It is 1 a.m. and I am standing in a lush alfalfa field atop a large hill in farm country. Alternating strips of soybean and corn fill the hillsides. My client tonight is Bill, a soft-spoken gentleman in his mid-60’s. He stands next to me as we sweep the surrounding countryside with handheld red LED lights, searching for a coyote responding to my calling. The wind is consistent, the sky black, and a wispy mist is falling, ideal conditions for hunting coyotes.

Less than 25 minutes into this set, I spot the glowing red eyes of a large coyote abandoning the security of the soybeans to enter the open alfalfa field. I reach over and grab Bill’s arm to silently get his attention. This coyote is a good one. It looks like it will go over 40 pounds, most likely the alpha male, stealthily and silently slipping in to find the intruder in his territory.

Keeping the coyote in my light, I slowly rotate the .243 Win rifle on the standing tripod and silently turn on the shooting light attached to the scope, assisting Bill in quickly getting on the coyote. As I watch the scene unfold, the coyote seems to effortlessly glide across the field. It is now a mere 60 yards away, clearly illuminated. Several seconds pass and I hear the thunderous boom of the 58-grain bullet launching at nearly 4,000 fps.

The shot misses, not surprising since coyotes sometimes seem to have a protective shield surrounding them. At the rifles report, the coyote turns on the afterburners. I bark with my voice and it slows to a trot. It is almost 150 yards away when Bill squeezes off a second shot hitting behind the animal. He is breathing heavy and shaking a little as a huge smile stretches across his face.

I smile too and assure him I can miss as well as anyone. This is his first coyote hunting experience and might make him a lifelong coyote hunter. Still smiling, Bill tells me he will never forget the experience and asks if I will guide him on another hunt next year. He has discovered the magic of coyote hunting!

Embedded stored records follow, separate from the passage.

PR #20, opened 2015-12-03
Add review offer section

niqjohnson:
Add "review your first year offer" section
## Additions
- Review section HTML
- Review section CSS/LESS
- Demo JS to populate review section fields
## Changes
- `.unit()` instead of straight ems in LESS
## Testing
- This will only work at small screen sizes in the standalone version. To test, pull in the `review-offer` branch, run `gulp`, then run `./manage.py runserver` from your virtual environment. The page will be at `http://localhost:8000/paying-for-college/demo/`. Fire up Chrome's device emulator (or shrink your browser) and check it out on a phone-sized screen.
- I've tested this in Mac Chrome and Mac Safari.
## Review
- @ascott1: This section is significantly more complex than the previous one. Does all the HTML and LESS look OK (especially the BEM classes?)
- @marteki
## Screenshots

verify-offer
## Todos
- Remove the demo JS when the real JS is working
- I know the HTML doesn't validate perfectly. That's because of the non-standard `autocorrect="off"` attribute on all the inputs. That attribute turns off the QuickType bar in iOS, which gives us a little more screen space when the keyboard is on the screen. Seems like a good tradeoff for non-validation to me, but I can remove that attribute if needed.
## Checklist


higs4281:
:+1: tested in standalone and in UnityBox. 
Tone boxes looked funky in Chrome's iphone6 emulator in standalone, but when I piped your branch through UnityBox and looked at it on a real iphone6, it looked fantastic. also good on an old ipad2.

UnityBox version's header still blows out, but that's not relevant to this PR.

src/disclosures/css/disclosures.less
```diff
@@ -50,6 +69,191 @@
...
+.line-item_title {
+  .grid_column(7);
+}
+
+.line-item_value {
+  .grid_column(5);
+}
+
+.line-item_amount {
+  float: right;
```
ascott1, line 196: This is nitpicky, but could we use the grid to align these rather than floating them?

ascott1:
Overall, this looks great. :clap:  @niqjohnson!

I have a small question above, but that doesn't even need to hold this up. :+1:

src/disclosures/css/disclosures.less
niqjohnson, line 196: Good question. I tried this a few ways, and this was the only way I could make all these constrains happen:
- Label is always flush left
- Number is always flush right
- Dollar sign sits 5 digits plus one comma away from the right edge
- Plus or minus sign sits just to the left of the dollar sign

The trouble I kept running into was the the dollar, plus, and minus signs don't quite fit to the grid. I have a feeling this might need to be adjusted to work in larger screen sizes anyway, so I'll keep noodling on it.

ascott1, line 196: That makes sense to me. I say onward and we can always revisit this as large screen designs make it our way.

marteki:
Looks great in standalone! Trying to get Unitybox working again so I can check on my Android phone.

marteki:
And working on my Android, thanks to Unitybox! :dancer:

It matters not if you hunt them in the Chihuahuan Desert of Arizona, New Mexico, and Texas or the prairies of southern Alberta, Canada. Coyote hunting is to me and many others, the best hunting experience on the planet.

The book you are about to read is based on a lifetime of experience as a hunter and full-time licensed professional coyote hunting guide. Although most of my outfitting occurs in Pennsylvania, I hunt coyotes throughout the United States. In a few days, I am heading to North Dakota, another stop on my lifelong quest to learn as much about the coyote as one can in a lifetime.

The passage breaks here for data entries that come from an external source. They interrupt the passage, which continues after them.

PR #33, opened 2015-12-15
Introduce interface JS

ascott1:
This (begins to) connect the student debt calculator to the interface and adds an ESLint file for linting and some unit tests.
## Screenshot

screen shot 2015-12-15 at 5 16 41 pm
## Review

@marteki @niqjohnson @higs4281


marteki:
When running `gulp` in standalone, I get the following error:

> [09:13:49] Starting 'build'...
> [09:13:49] Finished 'build' after 8.19 μs
> [09:13:49] Starting 'default'...
> [09:13:49] Finished 'default' after 8.61 μs
> events.js:141
>       throw er; // Unhandled 'error' event
>       ^
> 
> Error: Cannot find module 'debounce' from '/Users/reedm/Repositories/cfpb/college-costs/src/disclosures/js/views'
>     at /Users/reedm/Repositories/cfpb/college-costs/node_modules/resolve/lib/async.js:46:17
>     at process (/Users/reedm/Repositories/cfpb/college-costs/node_modules/resolve/lib/async.js:173:43)
>     at ondir (/Users/reedm/Repositories/cfpb/college-costs/node_modules/resolve/lib/async.js:188:17)
>     at load (/Users/reedm/Repositories/cfpb/college-costs/node_modules/resolve/lib/async.js:69:43)
>     at onex (/Users/reedm/Repositories/cfpb/college-costs/node_modules/resolve/lib/async.js:92:31)
>     at /Users/reedm/Repositories/cfpb/college-costs/node_modules/resolve/lib/async.js:22:47
>     at FSReqWrap.oncomplete (fs.js:82:15)

Amusingly, the second Google result returned when I search for "Error: Cannot find module 'debounce'" has some familiar faces: https://github.com/cfpb/owning-a-home/issues/305 :stuck_out_tongue_winking_eye: Looks like an edit to package.json will fix it right quick.

ascott1:
Whoops! This should be fixed now.

niqjohnson:
This looks like a great start. I found a few weird things in my testing, but it seems like they might be better addressed in future PRs:
- I think `keyupListener()` will need some refinement to get rid of some unexpected behavior when tabbing into a field and when changing values in a field. Smoothing out that interaction definitely seems like a future PR to me, though.
- I'm getting some weird total debt numbers. For example, if I take out a $1000 Perkins and $1000 subsidized loan, the "Total federal loans" line item at the end of the federal loan section correctly shows $2000, but the "Total debt," "Your debt," and "Loans for first year" line items further down the page show $8042.92. I think those line items should also be $2000, and the $8042 is supposed to be the "Total cost of repayment with interest" value, maybe? Not sure if that's better addressed now or later.

I say :+1: to this PR as a foundation we'll start building on. So nice!

ascott1:
> I think keyupListener() will need some refinement to get rid of some unexpected behavior when tabbing into a field and when changing values in a field. Smoothing out that interaction definitely seems like a future PR to me, though.

Totally agree. I think a slight delay may help with this, but I can certainly do some tweaking.

> I'm getting some weird total debt numbers. For example, if I take out a $1000 Perkins and $1000 subsidized loan, the "Total federal loans" line item at the end of the federal loan section correctly shows $2000, but the "Total debt," "Your debt," and "Loans for first year" line items further down the page show $8042.92. I think those line items should also be $2000, and the $8042 is supposed to be the "Total cost of repayment with interest" value, maybe? Not sure if that's better addressed now or later.

I'll admit to not making it that far down the page yet :stuck_out_tongue: . I think it may be as simple as correcting the `data` attribute value.

niqjohnson:
> I'll admit to not making it that far down the page yet

In that case, a definite :+1: and we'll keep moving down the page.

ascott1:
I just pushed an update that will hook up all of the remaining fields, with the exception of anything that requires a monthly payment + interest calculation.

marteki:
Assuming remaining cost shouldn't be showing a value yet as well, then it's good on both standalone and Unitybox. :+1:

ascott1:
Remaining cost will be in included next PR.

This awesome animal absolutely fascinates me. I invested years learning about them from the scientific research studies of wildlife biologists. Their findings are summarized in my first book, Understanding Coyotes: The Comprehensive Guide for Hunters, Photographers, and Wildlife Observers. Whether you pursue coyotes with a gun, camera, or binoculars in hand, the information is invaluable.

None of us will ever completely know and understand everything about this magnificent animal, but the information in this book will make you a better coyote hunter. May the pursuit of coyotes become a lifelong passion and bring you many years of enjoyment. Good hunting!


Acquiring Properties

One benefit of being among the lucky six percent of the earth’s population living in the United States is the abundance of public land open to hunting. Approximately twenty-eight percent of all land in the United States is owned by the federal government, much of it open to coyote hunting.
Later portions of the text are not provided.